Scan the data below and pick out the lines containing the word "innobase".

Dataset entries:
((
PR #3174, opened 2019-05-08
PS-5576 : Server stalls because ALTER TABLE on partitioned table hold…

satya-bodapati:
…s dict mutex

Why there is stall?
-------------------
1. Truncate holds dict_mutex and tries to free indexes. When indexes are huge (in
tera bytes), the dropping will take time.

See fseg_free_extent()->btr_search_drop_page_hash_when_freed()->buf_page_hash_get_low().

For every extent, for every page that is not marked free, there is check if page exists
in buffer pool (only peek, doesn't bring the page if it is not in buffer pool). This
check is mainly for AHI. Unfortunately, even if AHI is disabled, this check exists.

This iteration of extents * page in extents times hash searches take time. The dictionary
mutex is held for the entire duration.

Why concurrent inserts need dict_mutex?

Ideally not all inserts would need dict_mutex. This would have been terrible.
Only those inserts, where the TABLE* of table is not in cache, server has to open the table
from SE. InnoDB SE open tries to acquire dict_mutex to open table.

So all such inserts get blocked and they wait for dict_mutex. Remember they can be on different
tables. The inserts on truncated table are anyway blocked because of MDL.

Block of unrelated inserts on different tables is the core problem here. TRUNCATE TABLE t1 can
cause INSERT INTO t2 ..() or SELECT on t2 can also be blocked.

Fix:
----
Avoid buffer pool page hash lookups when AHI is disabled. This will reduce the time taken for
dict_sys mutex. So this patch solves only the TRUNCATE problem with innodb_adaptive_hash_index=OFF.

### DIFF
--- a/mysql-test/suite/innodb/t/percona_truncate_table_ahi.test
+++ b/mysql-test/suite/innodb/t/percona_truncate_table_ahi.test
@@ -1,0 +1,51 @@
+--source include/have_debug.inc
+--source include/have_debug_sync.inc
+--source include/count_sessions.inc
+
+CREATE TABLE t1(a INT, b INT, KEY k1(b));
+INSERT INTO t1 VALUES (1,1),(2,2),(3,3),(4,4),(5,5);
+CREATE TABLE t2 AS SELECT * FROM t1;
+FLUSH TABLES;
+
+SET GLOBAL innodb_limit_optimistic_insert_debug=2;
+SET GLOBAL innodb_adaptive_hash_index = OFF;
+
+INSERT INTO t1 SELECT * FROM t1;
+INSERT INTO t1 SELECT * FROM t1;
+INSERT INTO t1 SELECT * FROM t1;
+INSERT INTO t1 SELECT * FROM t1;
+INSERT INTO t1 SELECT * FROM t1;
+INSERT INTO t1 SELECT * FROM t1;
+INSERT INTO t1 SELECT * FROM t1;
+INSERT INTO t1 SELECT * FROM t1;
+SELECT COUNT(*) FROM t1;
+
+SET DEBUG='+d, simulate_long_ahi';
+SET DEBUG_SYNC = 'truncate_table SIGNAL truncate_started WAIT_FOR resume_truncate';
+--send TRUNCATE TABLE t1;
+
+connect (con1,localhost,root,,);
+--connection con1
+--echo #connection con1
+SET DEBUG_SYNC = 'now WAIT_FOR truncate_started';
+SET DEBUG_SYNC = 'open_dict_table SIGNAL resume_truncate';
+SET @t_start:=unix_timestamp(now(6));
+SELECT * FROM t2;
+SET @t_end:=unix_timestamp(now(6));
+SET @duration:=@t_end-@t_start;
+
+--let $assert_text= The time taken for SELECT should be less than 5 seconds
+--let $assert_cond= [SELECT @duration] < 5
+--source include/assert.inc
+
+--connection default
+--echo # connection default
+--reap
+SET DEBUG_SYNC = 'RESET';
+--disconnect con1
+
+DROP TABLE t1;
+DROP TABLE t2;
+SET GLOBAL innodb_limit_optimistic_insert_debug=default;
+SET GLOBAL innodb_adaptive_hash_index = default;
+--source include/wait_until_count_sessions.inc
--- a/storage/innobase/btr/btr0btr.cc
+++ b/storage/innobase/btr/btr0btr.cc
@@ -921,17 +921,52 @@ btr_page_get_father(
 	mem_heap_free(heap);
 }
 
+/** Check whether AHI is enabled or not. Not this is only applicable
+for dropping of indexes during truncate.
+@param[in]	is_truncate 	true for truncate operation
+@return true always for non-truncate operations, for truncate, check
+the AHI status under lock */
+static
+bool
+btr_check_ahi_status(bool is_truncate) {
+
+	if (!is_truncate) {
+		return(true);
+	}
+
+	/* At drop index stage (only for truncate), concurrently AHI can only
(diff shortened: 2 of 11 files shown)


laurynas-biveinis (approved):
(please hold merging until 8.0 version is ready for merge too)

satya-bodapati:
@laurynas-biveinis I am preparing a patch with completely different approach.

satya-bodapati:
updated patch with new approach. dict_sys mutex is not released. Instead the path causing the longer acquisition time is fixed.

mysql-test/suite/innodb/t/percona_truncate_table_ahi.test
```diff
@@ -0,0 +1,50 @@
+--source include/have_debug.inc
```
laurynas-biveinis, line 1: Nit: have_debug_sync.inc as well

mysql-test/suite/innodb/t/percona_truncate_table_ahi.test
```diff
@@ -0,0 +1,50 @@
...
+--connection con1
+--echo #connection con1
+SET DEBUG_SYNC = 'now WAIT_FOR truncate_started';
+SET DEBUG_SYNC = 'open_dict_table SIGNAL resume_truncate';
+SET @t_start:=unix_timestamp(now(6));
+SELECT * FROM t2;
+SET @t_end:=unix_timestamp(now(6));
+SET @duration:=@t_end-@t_start;
+
+--let $assert_text= The time taken for SELECT should be less than 5 seconds
```
laurynas-biveinis, line 37: This will be unstable in our Jenkins

storage/innobase/btr/btr0btr.cc
```diff
@@ -921,17 +921,46 @@ btr_page_get_father(
...
+
+	/* At drop index stage (only for truncate), concurrently AHI can only
+	be enabled. It cannot be disabled because disabling needs dict_sys
+	mutex. See btr_search_disable(). We already own dict_sys mutex here.
+	Lock and get status of AHI. If we read it as disabled under
+	lock, it can become enabled after lock release. But it doesn't
+	matter because no one can add AHI entries at this stage. So
+	what we read under lock can be trusted */
+	ut_ad(mutex_own(&dict_sys->mutex));
+	btr_search_s_lock_all();
```
laurynas-biveinis: Don't need to lock all: any single partition should be enough

laurynas-biveinis (changes requested):
- I liked the original patch too. It seems that the patches are orthogonal, and even could be combined. What was the reason to change the approach?
- Does fixing AHI=off case address customer issue or further AHI=on fixing is needed?
- In general, we don't do lower-version-only fix if the issue exists on a higher version too, even if the fix would need reimplementation.

satya-bodapati:
>     * I liked the original patch too. It seems that the patches are orthogonal, and even could be combined. What was the reason to change the approach?

Good question. Two reasons
1) by releasing dict_sys mutex, one thing that I missed is the need to serialize operations on SYS_* dictionary tables. 

2) When I released dict_sys mutex, reacquiring at later stage caused latch order violations.  index->lock was already acquired and acquring dict_sys mutex after that is not allowed. The violations if ignored can lead to hang or deadlocks.

> 
>     * Does fixing AHI=off case address customer issue or further AHI=on fixing is needed?

With OFF, it should address the customer issue.  If AHI=on and drop/truncate partition has to be handled, PS-5634 should handle it.

> 
>     * In general, we don't do lower-version-only fix if the issue exists on a higher version too, even if the fix would need reimplementation.

In this case 8.0 is not affected. This is because truncate is implemented as drop+ create. DROP of file_per_table tablespace is different in 8.0. it is removal of AHI entries directly from buffer pool + no btr_free() of individual indexes + direct removal .ibd file.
))
SOLUTION TO THIS EXERCISE:
--- a/storage/innobase/btr/btr0btr.cc
+++ b/storage/innobase/btr/btr0btr.cc
storage/innobase/btr/btr0btr.cc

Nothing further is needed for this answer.